I'd prefer to do my test on foot.
Searching for a gift for nervous testers? Our collection blends humor and support, perfect for those embracing their creative side despite doubts. With playful designs, these gifts help turn anxious moments into moments of inspiration and joy. Whether they’re testing new ideas, products, or simply facing daily challenges, our thoughtful items add a touch of levity and encouragement.

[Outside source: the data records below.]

Issue #351, opened 2017-08-30
Add a spam filtering system


CounterPillow:
This is a feature request for a spam filter functionality, and a discussion about how it should work.

Filters could take the form of regular expressions that are case insensitive. They can apply to a multitude of things:
* Torrent titles
* Torrent information fields
* Torrent descriptions
* Filenames
    - This would allow us to reject certain torrents like ones with BitComet padding files
* Comments

The resulting action could also be configurable, e.g.
* Reject torrent
* Reject torrent and IP-ban uploader
* Whitelist from other filters

If this was extended to include an additional parameter which restricts the filter to a certain category, we could do things like disallow executables in categories that shouldn't have executables.

TheAMM:
#342 works as a good foothold.
I'd prefer the rules/actions be configurable outside `config.py`, but allowing very flexible rules/actions would be a pain with "proper" tables and relationships, so I'm suggesting one table with a JSON serialization of a validator(set)/action(set) combo. Adding a nice UI would require UI work, though, but maybe we can just go with a textfield for json input or something for now.

I'm thinking of stuff like
```json
{
  "name" : "Executables in wrong category",
  "validators" : [
    {"type" : "all", "validators" : [
        { "type" : "regex", "target": "filelist", "value": "\\.exe$" },
        { "type" : "value_not", "target": "torrent_category", "value": "x_xx" }
      ]
    }
  ],
  "actions" : ["reject"]
}
```
... or something. I'm certainly over-engineering this because it's neat to do.

CounterPillow:
Okay, more armchair overengineering:

- allow filters to only apply to Anonymous uploads
- allow filters to only apply to fresh accounts (either based on time or number of torrents? Bikeshedding needed)
- action to reject with a custom message (for cases where accidentally getting caught in the spam filter is more likely)
- action to reject with a ban (for very clear cases of abuse)
- action to permit but set a cooldown on the IP (to e.g. prevent Anon floods of .exe or archives)

So, who's gonna bite the bullet and try to implement this mess?

TheAMM:
The current implementation can handle anons, fresh accounts (requires adding a User.age or allowing `eval()`s on the filters [obviously with sane envs]), rejections & bans with message.
Cooldown will require keeping track of all uploading IPs and their last date, which will reach outside the filter logic, so it's bit of a pain.

[...]

PR #440, opened 2018-01-29
Feature/shadow flagging

the-eater:
This pull request allows shadowing of torrents needed for #351 

A shadowed torrent isn't visible from the index unless you're ~~an admin~~ a moderator or the user that uploaded the torrent, torrent is still available for viewing from invidual page

TODO

* [x] ES support
* [x] UI feedback for admin roles
* [x] filter for shadowed torrents for admin roles
* [x] Add buttons for admin roles to shadow or unshadow a torrent

### DIFF
--- a/.gitignore
+++ b/.gitignore
@@ -11,6 +11,7 @@ __pycache__
 
 # Editors
 /.vscode
+/.idea
 
 # Databases
 *.sql
--- a/es_mapping.yml
+++ b/es_mapping.yml
@@ -102,6 +102,8 @@ mappings:
         type: boolean
       hidden:
         type: boolean
+      shadowed:
+        type: boolean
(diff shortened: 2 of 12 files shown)


CounterPillow:
This basically just reimplements the "hidden" flag, why? Wouldn't it be better to have an "edit freeze" flag, with which hidden could be forced by moderators?

Also, the integer in models.py clashes with the comment locking PR, which uses 128 for locked status.

the-eater:
This is going to be used for the spam filter, once there is a false positive, you don't want to affect it the uploader in any real way, now the only problem with a false positive will be that the torrent won't be listed, while if you put an edit lock/freeze on it, it's very noticable and can be very annoying.

PR #444, opened 2018-02-01
Undo responsive table for reports

sfan5:
I opted for `table-responsive` since the other option was to duplicate a CSS rule already present in bootstrap dark, this PR does that instead.


Arylide:
smh.

PR #470, opened 2018-04-07
Update for dark theme

kostek00:
I was asked by Anna-Maria Meriniemi if I would like to make pull request with my [DeepDark Nyaa.si](https://userstyles.org/styles/143105/deepdark-nyaa-si) style in stylish for official Nyaa repo. So here it is. I cleaned most of it from unnesesery code. I hope it's not too chaotic and noobish.

### DIFF
--- a/nyaa/static/css/main.css
+++ b/nyaa/static/css/main.css
@@ -425,29 +425,29 @@ h6:hover .header-anchor {
 /* Dark theme */
 
 body.dark {
-    background-color: #202020;
-    color: #9A9A9A;
+	background-color: #202020;
+	color: #9A9A9A;
 }
 
 body.dark .navbar {
-    box-shadow: 0 1px 3px rgba(0, 0, 0, 0.7);
-    background-color: #191919;
+	box-shadow: 0 1px 3px rgba(0, 0, 0, 0.7);
+	background-color: #191919;
 }
 
 body.dark .navbar a,
 body.dark .navbar a:visited,
 body.dark .navbar a:focus{
-    color: #9A9A9A;
+	color: #9A9A9A;
 }
 
 body.dark .navbar a:hover {
-    color: #ffffff;
+	color: #ffffff;
 }
 
 body.dark kbd,
 body.dark .btn.edit-comment {
-    background-color: #4a4a4a;
-    color: #ffffff;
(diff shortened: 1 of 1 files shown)


TheAMM:
Nice! I'll give this a better look later. Some of the rows will require colors (hidden and deleted torrents which the normal users don't really get to see) and IMO some of the `:visited` colors are too dark to separate from the background. But I consider this an improvement on the current dark CSS.

Here are some screenshots:
image
image
image

kostek00:
I was wondering if hidden torrents are hidden even for admin (I was assuming they aren't but still). When it comes to deleted torrents I see only 2 ways. Leave them as bright grey with dark font color or give them some different color. When it come to `:visited` I was thinking to make them the same color as `not :visited` but I decided to give them darker color. I will see tommorow what can I do with that but it will be hard.

kostek00:
I forgot to ask. Does hidden torrents have it's own class on torrent list or only in line style as in torrent view? Because I do have color theme for it already implemented in my style. I just don't know what I have to target.

TheAMM:
Here's the template line for the torrent CSS class:
https://github.com/nyaadevs/nyaa/blob/master/nyaa/templates/search_results.html#L60
It is a bit hacky, since we're using the bootstrap defaults but also provide our own `deleted`.

Here's the torrent page's class choosing:
https://github.com/nyaadevs/nyaa/blob/master/nyaa/templates/view.html#L9
Right now we use an inline style for deleted torrents on the torrent page, so don't worry about that.

kostek00:
I see. Everything is clear now. I will make those today or tommorow.

kostek00:
I will explain changes.

Instead of making `:visited` links darker I took different approach. I make them almost greyed out. They do retain a little bit of their color but I doubt that anyone will see difference. I couldn't make it any other way otherwise links would be too dark. There is another way to deal with them. Instead of changing their color they can have checkmark before link with image. Most browsers won't allow for `:visited:before` so there is no point in doing so with `content`.

For deleted torrents I didn't use another pair of grey colors. Belive me you don't want grey rainbow you can go crazy looking at that. On the other hand I didn't want to use light grey to make bigger difference between them and not deleted because it's not how dark theme should look like. Instead I make them blue.

PR #480, opened 2018-04-18
add Deleted, Trusted and Remake info to RSS feed

nallown:


CounterPillow:
If it's deleted, it shouldn't show up in the RSS at all, shouldn't it?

Celebrate their brave spirit with something that makes their creative journey more enjoyable.
I'd prefer to do my test on foot.
Yomp Foundation Presentation committee: 'Don't let the gong intimidate you!'
"I don't know what I'm going to do...my presentation is due on Monday and I haven't even started...I'm not sure I know how to speak."
'G-g-golly! One day out of med school and I'm about to perform brain surgery! Just look at that scalpel shake!'
"Your IQ came back negative."
'Apparently, my wine-tasting computer liked the '86 Haut Brion a bit too much - it didn't leave any for us.'
'Should I try a three point turn?' - 'Better not, we only have 30 minutes left.'
'Half-crazed with nerves Petey Otterloop awaits the start of the winter concert.'
'Women cook to feed the soul...men cook to feed the ego.'
"Stop telling me how well you did on the written."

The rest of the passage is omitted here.